PR #479, opened 2019-04-29
GEODE-6718: Refactor TcrConnection::sendRequestForChunkedResponse, derived class, and remove pass-through calls in TrcConnection and derived

pdxcodemonkey:
The method in TcrConnection greatly needed clarification/simplification, and the corresponding methods in Tcr*Endpoint literally do nothing.  This is a nice small thing that can be done to make things more readable and maintainable.

### DIFF
--- a/cppcache/src/TcrConnection.cpp
+++ b/cppcache/src/TcrConnection.cpp
@@ -714,12 +714,12 @@ void TcrConnection::sendRequestForChunkedResponse(
 bool TcrConnection::replyHasValidTimeout(const TcrMessage& request) const {
   auto messageType = request.getMessageType();
   return ((messageType == TcrMessage::QUERY) ||
-      (messageType == TcrMessage::QUERY_WITH_PARAMETERS) ||
-      (messageType == TcrMessage::EXECUTECQ_WITH_IR_MSG_TYPE) ||
-      (messageType == TcrMessage::GETDURABLECQS_MSG_TYPE) ||
-      (messageType == TcrMessage::EXECUTE_FUNCTION) ||
-      (messageType == TcrMessage::EXECUTE_REGION_FUNCTION) ||
-      (messageType == TcrMessage::EXECUTE_REGION_FUNCTION_SINGLE_HOP));
+          (messageType == TcrMessage::QUERY_WITH_PARAMETERS) ||
+          (messageType == TcrMessage::EXECUTECQ_WITH_IR_MSG_TYPE) ||
+          (messageType == TcrMessage::GETDURABLECQS_MSG_TYPE) ||
+          (messageType == TcrMessage::EXECUTE_FUNCTION) ||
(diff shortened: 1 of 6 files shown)


cppcache/src/TcrConnection.cpp
```diff
@@ -691,51 +691,70 @@ char* TcrConnection::sendRequest(const char* buffer, size_t len,
...
-      break;
-    }
-    default:
-      break;
-  }
-
+std::chrono::microseconds TcrConnection::sendWithTimeouts(
+    const char* data, size_t len, std::chrono::microseconds sendTimeout,
+    std::chrono::microseconds receiveTimeout) {
   std::chrono::microseconds timeSpent{0};
```
echobravopapa: the diff is a bit dodgy to look at... the new method `sendWithTimeouts` is an extraction of the next several lines, no?

cppcache/src/TcrConnection.cpp
```diff
@@ -691,51 +691,70 @@ char* TcrConnection::sendRequest(const char* buffer, size_t len,
...
-      return;
+      hasResult = false;
     }
   }
-  readMessageChunked(reply, receiveTimeoutSec, true);
+
+  return hasResult;
+}
+
+void TcrConnection::sendRequestForChunkedResponse(
```
echobravopapa: complete and total nitpick... maybe next time put the all the extracted methods below the parent method, just to end with a more digestible Diff... i.e. I think the changes would at least difference from block of code to new method call etc... e.g. the `switch(msgType)` block would diff to the call of `replayHasValidTimeout()`

pdxcodemonkey: ima try moving that and see how it affects the diff.  Thanks for this feedback, it's always a tough call to know exactly where to put new methods.

cppcache/src/TcrConnection.cpp
pdxcodemonkey: Yeah, all the new methods are just extractions of blocks of code

cppcache/src/TcrConnection.cpp
```diff
@@ -695,47 +695,66 @@ void TcrConnection::sendRequestForChunkedResponse(
...
-    case TcrMessage::EXECUTE_FUNCTION:
-    case TcrMessage::EXECUTE_REGION_FUNCTION:
-    case TcrMessage::EXECUTE_REGION_FUNCTION_SINGLE_HOP: {
-      receiveTimeoutSec = reply.getTimeout();
-      sendTimeoutSec = reply.getTimeout();
-      break;
-    }
-    default:
-      break;
+  if (replyHasValidTimeout(request)) {
```
pivotal-jbarrett: This method name confuses me? Is there an invalid timeout otherwise? Consider `useReplyTimeout`?

pdxcodemonkey: Done.  Good suggestion, thanks!

PR #482, opened 2019-05-01
Remove TestConfig.cpp since it is empty

moleske:
Rat is failing on this file and there's a `TestConfig.cpp.in` so seems this can just go away.


pdxcodemonkey:
Thanks - no idea how this snuck into our fix for GEODE-6624, but there it is.  TestConfig.cpp.in is exactly the correct file, and it produces TestConfig.cpp in the build directory where it's used.

PR #483, opened 2019-05-03
GEODE-3415: Add apache-geode dependency to integration-test2

mmartell:
With the new SslException class, cryptoimpl now depends on apache-geode.dll. This commit adds the copy to the post build step of cli's integration-test2.

### DIFF
--- a/clicache/integration-test2/CMakeLists.txt
+++ b/clicache/integration-test2/CMakeLists.txt
@@ -104,4 +104,8 @@ add_custom_command(TARGET ${PROJECT_NAME} POST_BUILD
     $<SHELL_PATH:$<TARGET_FILE:cryptoImpl>>
     $<$<CONFIG:Debug>:$<SHELL_PATH:$<TARGET_PDB_FILE:cryptoImpl>>>
     $<SHELL_PATH:$<TARGET_FILE_DIR:${PROJECT_NAME}>>
+  COMMAND ${CMAKE_COMMAND} -E copy_if_different
+    $<SHELL_PATH:$<TARGET_FILE:apache-geode>>
+    $<$<CONFIG:Debug>:$<SHELL_PATH:$<TARGET_PDB_FILE:apache-geode>>>
+    $<SHELL_PATH:$<TARGET_FILE_DIR:${PROJECT_NAME}>>
 )


pdxcodemonkey:
Wait, isn't this a circular dependency?  I thought when @pivotal-jbarrett asked for a more specific exception class, we'd be adding code for one to cryptoimpl, not importing one from the native client.  This seems bad to me at first blush, but I'll wait for others to comment....

pdxcodemonkey:
@echobravopapa This is the first use a an NC exception in *cryptoimpl*, which makes cryptoimpl dependent on apache-geode.dll.  Which we have concluded is probably bad.

mmartell:
Agreed. I was discussing in our slack channel.

I think we should just rollback to throw std::exception as in the initial
commit. Alternatively, we could still use an SslException class that
inherits std::exception instead of apache.geode.excpetion.

pivotal-jbarrett:
The circular dependency has always been there but it looks the the VC++ linker noticed that no symbols were imported and left the dll out of the implicit load set. While I prefer to solve the circular linker problem for this plugin so it can use meaningful exceptions, I am fine with just throwing a `std::exception` like `std::invalid_argument`. This exception should be caught inside the library and translated into a library `Exception`, probably `SslException` still makes sense in this case.

It also turns out that the pre-existing circular dependency is artificial. The real dependency was removed when we replaced `SharedPtr` with `std::shared_ptr`. Remove the unused header include in `DHImpl.cpp`, `#include <geode/internal/geode_globals.hpp>`. Then you can remove the dependency from the CMakeLists.txt, `apache-geode`.

pdxcodemonkey:
Okay I’ll ask the vicious question here:  why do we have any exception classes implemented in a .cpp file at all?  They should be trivial classes, the implementation should all be in a header, and using them shouldn’t create a library dependency at all.  Is there a story there?

pivotal-jbarrett:
Because we had this silly idea that exceptions should capture a stack trace. Booo!

The stack trace code needs to be in the cpp to hide the fact it uses boost from the public api. It used to use all sorts of nasties in the past. If we got rid of stack tracing then yes it could be header only.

[Task goal] Show the lines of the records above that mention "seems".

[Exercise output]
Rat is failing on this file and there's a `TestConfig.cpp.in` so seems this can just go away.
Wait, isn't this a circular dependency?  I thought when @pivotal-jbarrett asked for a more specific exception class, we'd be adding code for one to cryptoimpl, not importing one from the native client.  This seems bad to me at first blush, but I'll wait for others to comment....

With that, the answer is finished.